The remaining items are premised on you doing some data analysis yourself.

For the events part of this assignment, we will be using the Austin Animal Center data. The file is available here. This file is already set up for doing survival analysis in Stata (that is, you do not have to use the \(\texttt{stset}\) command).

Select a pair of variables whose relationship, together, with time-to-adoption you are going to consider. Hereafter I will refer to these as ``your chosen variables.’’ Do not choose a pair of variables that, to your knowledge, anyone else is also analyzing (as a pair; sharing one of the two is fine). Do not select a pair of variables that I have analyzed in the notes (dog/cat and color; dog/cat and stray/surrendered).

You may look at your chosen variables separately for dogs or for cats, or the comparison of dogs vs. cats may be one of your two variables.

[3]In 2-3 sentences, state your chosen variables and why you think it might be interesting to look at these two variables with respect to time to adoption.

[2]If not already a binary variable, create new variables based on each your chosen variables that divide each into two groups if this is not already done. Cross tabulate each binary variable with the \(\texttt{adopted}\) variable. Use the \(\texttt{row}\) or \(\texttt{col}\) option so that we can see what proportion in each group are adopted. Interpret the results.

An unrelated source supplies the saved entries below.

PR #11, opened 2025-05-07
Edu/add old functions

eduaguilera:
Create gapfilling functions

### DIFF
--- a/R/gapfilling.R
+++ b/R/gapfilling.R
@@ -18,12 +18,14 @@ sample_tibble <- tibble::tibble(
   change_variable =c(1,1,1,1,1,1,0,0,0,0,0,0)
 )
 
-filled_tibble <- linear_fill(sample_tibble, value, year, category)
+linear_filled_tibble <- linear_fill(sample_tibble, value, year, category)
+proxy_filled_tibble <- proxy_fill(sample_tibble, value, proxy_variable, year, category)
+sum_filled_tibble <- sum_fill(sample_tibble, value, change_variable, category)
 
 # Fills gaps by linear interpolation, when possible, or carrying forward or backwards, when not possible, and labels output accordingly
 # The data should be he data when needed before running the function
-linear_fill <- function(data, var, time_index, ...) { # data= data frame; var = variable to be filled; time_index = time index (usually year); ... = grouping variables
-  data |> 
+linear_fill <- function(df, var, time_index, ...) { # df = data frame; var = variable to be filled; time_index = time index (usually year); ... = grouping variables
+  df |> 
     dplyr::group_by(...) |> 
     dplyr::mutate(
       Value_interpfilled = zoo::na.approx({{ var }},
@@ -59,18 +61,18 @@ linear_fill <- function(data, var, time_index, ...) { # data= data frame; var = 
 
 # Fills gaps by using changes in a proxy variable, using ratios between filled variable and proxy variable, and labels output accordingly
 # Remember to group the data when needed before running the function
-proxy_fill <- function(data, var, proxyvar, time_index, ...) { # data=dataframe, var=variable to be filled, proxyvar=variable used as proxy, Index=time index (usually year)
-  data %>%
-    dplyr::mutate(proxy_ratio = {{ var }} / {{ proxyvar }}) %>%
-    linear_fill(proxy_ratio, time_index) %>%
+proxy_fill <- function(df, var, proxy_var, time_index, ...) { # df = data frame, var = variable to be filled, proxy_var = variable used as proxy, time_index = time index (usually year); ... = grouping variables
+  df |>
+    dplyr::mutate(proxy_ratio = {{ var }} / {{ proxy_var }}) |>
+    linear_fill(proxy_ratio, {{ time_index }}, ...) |>
     dplyr::mutate(
       "Source_{{var}}" := ifelse(!is.na({{ var }}),
                                  "Original",
-                                 ifelse(Source_Proxy_ratio == "Linear interpolation",
+                                 ifelse(Source_proxy_ratio == "Linear interpolation",
                                         "Proxy interpolated",
-                                        ifelse(Source_Proxy_ratio == "Last value carried forward",
+                                        ifelse(Source_proxy_ratio == "Last value carried forward",
                                                "Proxy carried forward",
-                                               ifelse(Source_Proxy_ratio == "First value carried backwards",
+                                               ifelse(Source_proxy_ratio == "First value carried backwards",
                                                       "Proxy carried backwards",
                                                       NA
                                                )
@@ -79,17 +81,39 @@ proxy_fill <- function(data, var, proxyvar, time_index, ...) { # data=dataframe,
       ),
       "{{var}}" := ifelse(!is.na({{ var }}),
                           {{ var }},
-                          proxy_ratio * {{ proxyvar }}
+                          proxy_ratio * {{ proxy_var }}
       )
     )
 }
 
 # Function to fill gaps in a given variable (var) of a time series with the sum of the previous value of var and the value of another column (change_var). The values of var are accumulated along the series.
-sum_fill <- function(var, change_var) {
-  for (i in seq_along(var)) {
-    if (is.na(var[i]) && i > 1) {
-      var1[i] <- var1[i - 1] + change_var[i]
-    }
-  }
-  return(var)
+sum_fill <- function(df, var, change_var, ...) {
+  var_sym <- rlang::ensym(var)
+  change_var_sym <- rlang::ensym(change_var)
+  var_name <- rlang::as_string(var_sym)
+  change_var_name <- rlang::as_string(change_var_sym)
+  
+  group_syms <- rlang::ensyms(...)
+  
+  df <- dplyr::group_by(df, !!!group_syms) |>
+    dplyr::group_modify(function(.x, .y) {
+      var_vec <- .x[[var_name]]
+      change_vec <- .x[[change_var_name]]
+      
+      status_vec <- ifelse(is.na(var_vec), NA, "Original")
+      
+      for (i in seq_along(var_vec)) {
+        if (is.na(var_vec[i]) && i > 1) {
+          var_vec[i] <- var_vec[i - 1] + change_vec[i]
+          status_vec[i] <- "Filled with sum"
+        }
+      }
+      
+      .x[[var_name]] <- var_vec
+      .x[[paste0("Source_",var_name)]] <- status_vec
+      return(.x)
+    }) |>
+    dplyr::ungroup()
+  
+  return(df)
 }
--- a/R/gapfilling.R
+++ b/R/gapfilling.R
@@ -1,29 +1,27 @@
-#' Fill the gaps (NA values) in a time-dependent variable, creating complete time series
-#'
-#' @param trade_sources A tibble dataframe
-#' where each row contains the year range
-#'
-#' @return A tibble dataframe where each row
-#' corresponds to a single year for a given source
+# Simple functions to fill gaps (NA values) in a time-dependent variable, creating complete time series
+
+
+#' Fill gaps in a variable by linear interpolation, when possible, or carrying forward or backwards, 
+#' when not possible, and label output accordingly
+#' 
+#' @param df A tibble data frame containing one observation per row
+#' @param var The variable of df containing gaps to be filled
+#' @param time_index The time index variable (usually year)
+#' @param ... The grouping variables (optional)
+#' 
+#' @return A tibble data frame (ungrouped) where gaps in var have been filled, 
+#' and a new "Source" variable has been created indicating if the value is original or,
+#' in case it has been estimated, the gapfilling method that has been used
 #'
 #' @export
 #'
 #' @examples
-
-sample_tibble <- tibble::tibble(
-  category = c("a", "a", "a", "a", "a", "a", "b", "b", "b", "b", "b", "b"),
-  year = c("2015", "2016", "2017", "2018", "2019", "2020", "2015", "2016", "2017", "2018", "2019", "2020"),
-  value = c(NA, 3, NA, NA, 0, NA, 1, NA, NA, NA, 5, NA),
-  proxy_variable = c(1,2,2,2,2,2,1,2,3,4,5,6),
-  change_variable =c(1,1,1,1,1,1,0,0,0,0,0,0)
-)
-
-linear_filled_tibble <- linear_fill(sample_tibble, value, year, category)
-proxy_filled_tibble <- proxy_fill(sample_tibble, value, proxy_variable, year, category)
-sum_filled_tibble <- sum_fill(sample_tibble, value, change_variable, category)
-
-# Fills gaps by linear interpolation, when possible, or carrying forward or backwards, when not possible, and labels output accordingly
-# The data should be he data when needed before running the function
+#' sample_tibble <- tibble::tibble(
+#'   category = c("a", "a", "a", "a", "a", "a", "b", "b", "b", "b", "b", "b"),
+#'   year = c("2015", "2016", "2017", "2018", "2019", "2020", "2015", "2016", "2017", "2018", "2019", "2020"),
+#'   value = c(NA, 3, NA, NA, 0, NA, 1, NA, NA, NA, 5, NA),
+#' )
+#' linear_filled_tibble <- linear_fill(sample_tibble, value, year, category)
 linear_fill <- function(df, var, time_index, ...) { # df = data frame; var = variable to be filled; time_index = time index (usually year); ... = grouping variables
   df |> 
     dplyr::group_by(...) |> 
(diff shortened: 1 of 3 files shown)


R/gapfilling.R
```diff
@@ -0,0 +1,162 @@
...
+#'
+#' @export
+#'
+#' @examples
+#' sample_tibble <- tibble::tibble(
+#'   category = c("a", "a", "a", "a", "a", "a", "b", "b", "b", "b", "b", "b"),
+#'   year = c("2015", "2016", "2017", "2018", "2019", "2020", "2015", "2016", "2017", "2018", "2019", "2020"),
+#'   value = c(NA, 3, NA, NA, 0, NA, 1, NA, NA, NA, 5, NA),
+#' )
+#' linear_filled_tibble <- linear_fill(sample_tibble, value, year, category)
```
lbm364dl, line 24: If this line is the final output you want to show as an example, it shouldn't be assigned to a variable, because then it doesn't show up in the documentation site. This last line should just be
```r
linear_fill(sample_tibble, value, year, category)
```
without the assignment (same for the other functions).

R/gapfilling.R
```diff
@@ -0,0 +1,162 @@
...
+linear_fill <- function(df, var, time_index, ...) { # df = data frame; var = variable to be filled; time_index = time index (usually year); ... = grouping variables
+  df |> 
+    dplyr::group_by(...) |> 
+    dplyr::mutate(
+      Value_interpfilled = zoo::na.approx({{ var }},
```
lbm364dl, line 29: Remember you have to add new package dependencies in the `DESCRIPTION` file. In this case, `zoo` would need to be added in the `Imports` section.

R/gapfilling.R
```diff
@@ -0,0 +1,162 @@
...
+#'
+#' @examples
+#' sample_tibble <- tibble::tibble(
+#'   category = c("a", "a", "a", "a", "a", "a", "b", "b", "b", "b", "b", "b"),
+#'   year = c("2015", "2016", "2017", "2018", "2019", "2020", "2015", "2016", "2017", "2018", "2019", "2020"),
+#'   value = c(NA, 3, NA, NA, 0, NA, 1, NA, NA, NA, 5, NA),
+#'   proxy_variable = c(1,2,2,2,2,2,1,2,3,4,5,6)
+#' )
+#' proxy_filled_tibble <- proxy_fill(sample_tibble, value, proxy_variable, year, category)
+proxy_fill <- function(df, var, proxy_var, time_index, ...) { # df = data frame, var = variable to be filled, proxy_var = variable used as proxy, time_index = time index (usually year); ... = grouping variables
```
lbm364dl, line 84: As a rule of thumb, comments should never be placed at the end of a code line. They should be on their own line.

renv.lock
```diff
@@ -200,7 +200,7 @@
     },
```
lbm364dl, line 200: I'm not convinced about all these changes in package versions. It this was done correctly, I would assume only the `zoo` part should be added. We can check this at another time though.

lbm364dl (changes requested):
About the error we saw yesterday in the `pkgdown` site examples saying that the functions were not found, I couldn't reproduce it, it worked fine for me (after also adding `zoo` to `DESCRIPTION` imports). Few things that come to mind, maybe try to manually delete the `man` folder and generate again using `devtools::document()`, and also double check if your new functions appear in the `NAMESPACE` file. You may also try rerunning code in clean R sessions when something goes wrong, just in case.

I will leave more comments about the code itself after you complete the PR with style fixes and tests.

lbm364dl:
Check the formatting issues. It can also be fixed directly from here. 

1. Go to files changed tab.
2. Search bot comments. Click _add suggestion to batch_ for all of them.
image
3. In the end, commit those suggestions
image

This can be handy if you don't have a local `air format` installation or it's just a few suggestions. Otherwise you should install it and apply the format locally. Follow instructions at https://posit-dev.github.io/air/formatter.html

tests/testthat/test_gapfilling.R
```diff
@@ -0,0 +1,687 @@
...
+      2020,
+      2015,
+      2016,
+      2017,
+      2018,
+      2019,
+      2020
+    ),
+    value = c(NA, 3, NA, NA, 0, NA, 1, NA, NA, NA, 5, NA),
+    proxy_variable = c(1, 2, 2, 2, 2, 2, 1, 2, 3, 4, 5, 6),
```
lbm364dl, line 20: Only add `proxy_variable`  and `change_variable` when they're used in the test. Otherwise this can be confusing.

R/gapfilling.R
```diff
@@ -0,0 +1,217 @@
...
+#'
+#' @examples
+#' sample_tibble <- tibble::tibble(
+#'   category = c("a", "a", "a", "a", "a", "a", "b", "b", "b", "b", "b", "b"),
+#'   year = c("2015", "2016", "2017", "2018", "2019", "2020", "2015", "2016", "2017", "2018", "2019", "2020"),
+#'   value = c(NA, 3, NA, NA, 0, NA, 1, NA, NA, NA, 5, NA),
+#'   proxy_variable = c(1,2,2,2,2,2,1,2,3,4,5,6)
+#' )
+#'proxy_fill(sample_tibble, value, proxy_variable, year, category)
+proxy_fill <- function(df, var, proxy_var, time_index, ...) {
```
lbm364dl, line 132: I'm having a hard time understanding why this proxy interpolation is meaningful, but it's not my area of expertise. Do you have any good reference?

R/gapfilling.R
```diff
@@ -0,0 +1,217 @@
...
+#' sample_tibble <- tibble::tibble(
+#'   category = c("a", "a", "a", "a", "a", "a", "b", "b", "b", "b", "b", "b"),
+#'   year = c("2015", "2016", "2017", "2018", "2019", "2020", "2015", "2016", "2017", "2018", "2019", "2020"),
+#'   value = c(NA, 3, NA, NA, 0, NA, 1, NA, NA, NA, 5, NA),
+#'   change_variable =c(1,2,3,4,1,1,0,0,0,0,0,1)
+#' )
+#'sum_fill(sample_tibble, value, change_variable, category)
+#'sum_fill(sample_tibble, value, change_variable, TRUE, category)
+sum_fill <- function(df, var, change_var, start_with_zero = FALSE, ...) {
+  var_sym <- rlang::ensym(var)
```
lbm364dl, line 190: I think the whole function can be simplified and it should also be faster. For me for loops in data analysis are a red flag. Whenever you find yourself writing a loop try to think of a better solution. I had fun trying to come up with something better. This is my proposal:

```r 
df |>
  dplyr::group_by(...) |>
  dplyr::mutate(
    groups = cumsum(!is.na({{ var }})),
    prefilled = dplyr::coalesce({{ var }}, {{ change_var }}),
    value = ave(prefilled, groups, FUN = cumsum),
    value = ifelse(groups != 0, value, if (start_with_zero) value else NA),
    source_value = ifelse(is.na({{ var }}), "Filled with sum", "Original")
  ) |>
  dplyr::ungroup()
```

Another thing I don't like is the arbitrary value of 0 when using `start_with_zero = TRUE`. For me the natural behaviour would be to assume there is an invisible 0 value before the first observation, so that we can start filling the next ones with cumulative sum starting from zero. But then if the first value in `change_var` is x, the first value in `var` should also be x, not 0. I think it's more natural. I'm already doing that in my proposed code. I also find it unnecessary to use "Started with zero as a source" and I would just use "Filled with sum" anyway. What do you think?

lbm364dl (changes requested):

R/gapfilling.R
```diff
@@ -0,0 +1,217 @@
...
+#'
+#' @examples
+#' sample_tibble <- tibble::tibble(
+#'   category = c("a", "a", "a", "a", "a", "a", "b", "b", "b", "b", "b", "b"),
+#'   year = c("2015", "2016", "2017", "2018", "2019", "2020", "2015", "2016", "2017", "2018", "2019", "2020"),
+#'   value = c(NA, 3, NA, NA, 0, NA, 1, NA, NA, NA, 5, NA),
+#' )
+#'linear_fill(sample_tibble, value, year, category)
+#'linear_fill(sample_tibble, value, year, category, method = "interpolate")
+linear_fill <- function(df, var, time_index, ..., method = "fill_everything") {
```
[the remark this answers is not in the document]
eduaguilera: I agree this approach is better! implemented!

R/gapfilling.R
```diff
@@ -0,0 +1,217 @@
...
+          Value_interpfilled,
+          ifelse(
+            !is.na(Value_CarriedBackward),
+            Value_CarriedBackward,
+            Value_CarriedForward
+          )
+        )
+      )
+    ) |>
+    dplyr::select(
```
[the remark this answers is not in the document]
lbm364dl: I'm comparing this approach to that of using `dplyr::select` to remove the temporary columns, which is what you do. This alternative looks nicer to me but you can decide, this is subjective I guess.

R/gapfilling.R
eduaguilera: A common example could be estimating the missing yield values of a crop using the trends in another similar crop (e.g. we may use the trends in wheat or barley to estimate the yield of minor cereals with less data availability like rye or oats). This make sense because many variables, like yields change similarly for different crops (e.g. due to wheather conditions). We could also use the trends of a similar country to estimate what happens in a given country. This could make sense for example if we know that they have gone through similar historical processes (e.g. the effects of world wars or economic downturns on trade patterns).
You can see specific examples in my repos Spain_Hist and Global.

R/gapfilling.R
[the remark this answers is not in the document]
eduaguilera: Ok, I get it now... but I'm not sure how to implement it here...

.Rprofile
```diff
@@ -1,5 +1,5 @@
 if (Sys.getenv("USE_RENV", unset = "TRUE") == "TRUE") {
-  source("renv/activate.R")
+  # source("renv/activate.R")
```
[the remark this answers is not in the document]
eduaguilera: Not sure how this should be now...

eduaguilera (commented):
@lbm364dl, I tried to address all your comments. I don't know why but many dissappeared in the process, so I may have missed some...

R/gapfilling.R
eduaguilera: I tried your function, but the tests failed because the values were summed cummulatively while the original values were ignored... I tried many corrections until this one finally worked

R/gapfilling.R
```diff
@@ -0,0 +1,217 @@
...
+#' @examples
+#' sample_tibble <- tibble::tibble(
+#'   category = c("a", "a", "a", "a", "a", "a", "b", "b", "b", "b", "b", "b"),
+#'   year = c("2015", "2016", "2017", "2018", "2019", "2020", "2015", "2016", "2017", "2018", "2019", "2020"),
+#'   value = c(NA, 3, NA, NA, 0, NA, 1, NA, NA, NA, 5, NA),
+#'   change_variable =c(1,2,3,4,1,1,0,0,0,0,0,1)
+#' )
+#'sum_fill(sample_tibble, value, change_variable, category)
+#'sum_fill(sample_tibble, value, change_variable, TRUE, category)
+sum_fill <- function(df, var, change_var, start_with_zero = FALSE, ...) {
```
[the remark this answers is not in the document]
eduaguilera: I agree with the suggestion but I am not sure how the function should be changed... Is the ".by=" also added inside the mutate? Could you directly make the correction to the function?

R/gapfilling.R
```diff
@@ -0,0 +1,192 @@
...
+#'     "2015", "2016", "2017", "2018", "2019", "2020"
+#'   ),
+#'   value = c(NA, 3, NA, NA, 0, NA, 1, NA, NA, NA, 5, NA),
+#'   proxy_variable = c(1, 2, 2, 2, 2, 2, 1, 2, 3, 4, 5, 6)
+#' )
+#' proxy_fill(sample_tibble, value, proxy_variable, year, category)
+proxy_fill <- function(df, var, proxy_var, time_index, ...) {
+  df |>
+    dplyr::mutate(proxy_ratio = {{ var }} / {{ proxy_var }}) |>
+    linear_fill(proxy_ratio, {{ time_index }}, ...) |>
```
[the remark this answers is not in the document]
lbm364dl: I assumed it's already possible. Have you tried it? I thought that's what you do by passing the `...` back into the `linear_fill` call.

R/gapfilling.R
```diff
@@ -0,0 +1,198 @@
...
+#'   ),
+#'   value = c(NA, 3, NA, NA, 0, NA, 1, NA, NA, NA, 5, NA),
+#' )
+#' linear_fill(sample_tibble, value, year, category)
+#' linear_fill(sample_tibble, value, year, category, interpolate = FALSE)
+linear_fill <- function(
+  df,
+  var,
+  time_index,
+  ...,
```
eduaguilera, line 45: It is not clear to me how to replace this approach to grouping data (`...` in parameter definition, then `group_by` and `ungroup` in the function) with the proposal of @lbm364dl (`.by = NULL` in parameter definition, then what in the function?). @lbm364dl, could you please implement your suggestion in the three functions?

R/gapfilling.R
lbm364dl: I understand why we would want to estimate some missing values of one variable using another one. This makes sense if we assume there is a close linear relationship between both. If we were to look at the ratios of non-missing observations, I would expect them to be very similar. Then there wouldn't be a relevant difference between doing a ratio interpolation before multiplying or just multiplying the proxy value by the ratio of the previous observation. 

If on the other hand we have ratios that are very far from each other, I don't really know what kind of relationship the ratio interpolations are trying to model, but it's clearly not a linear one. All I wanted to say is that we should be careful about using this estimate for non-linear relationships between two variables, as I myself don't really know what it would represent.

R/gapfilling.R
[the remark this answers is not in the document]
lbm364dl: I guess the confusion comes from using named vs unnamed arguments in `...`. In the current implementation, all you expected in `...` were grouping variables, so it was passed like a list and treated equally. But if you pass a named argument as part of `...`, it will try to match that name with an existing argument of the function, if there is one. So in this example, if you call something like `proxy_fill(df, var, proxy_var, time_index, category, interpolate = FALSE)`, when sending the `...` to `linear_fill`, the `interpolate = TRUE` would go to the actual `interpolate` argument from `linear_fill` and `category` would go to the `...` of `linear_fill`.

Draw a nice-looking Kaplan-Meier curve showing survival among the four groups defined by the combination of your two binary variables [\(\texttt{sts graph, by()}\)]. (That is, if your binary variables were rabbit/lizard and big/small, your four groups would be big rabbit, small rabit, big lizard, small lizard.)

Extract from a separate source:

PR #16, opened 2025-06-23
Polities harmonization

### LINKED ISSUE #38: Polities and maps in the WHEP project
### Some more specific suggestions for how to start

[1]Include the graph in your assignment (i.e., paste it in).

[1]Pick a time on the curve and describe what the graph says about the difference in observed mortality at that time.

[3]Fit a Cox model with your chosen variables as regressors. Interpret the hazard ratios for your chosen variables. Are the results consistent with what you were expecting or not?

[2]Fit a Cox model with your chosen variables as regressors, and a term for an interaction between them. Is the interaction term statistically significant at the \(p < .05\) level? Regardless: explain, as though to an intelligent stranger sitting next to you on an airplane, what the direction of the interaction term (or that it is null if not significant) means.

[2]Using \(\texttt{stcurve}\), estimate the hazard function implied by the results of your Cox model. Paste the graph into your assignment. Is the hazard function constant, increasing, decreasing, or non-monotonic? Explain what this means.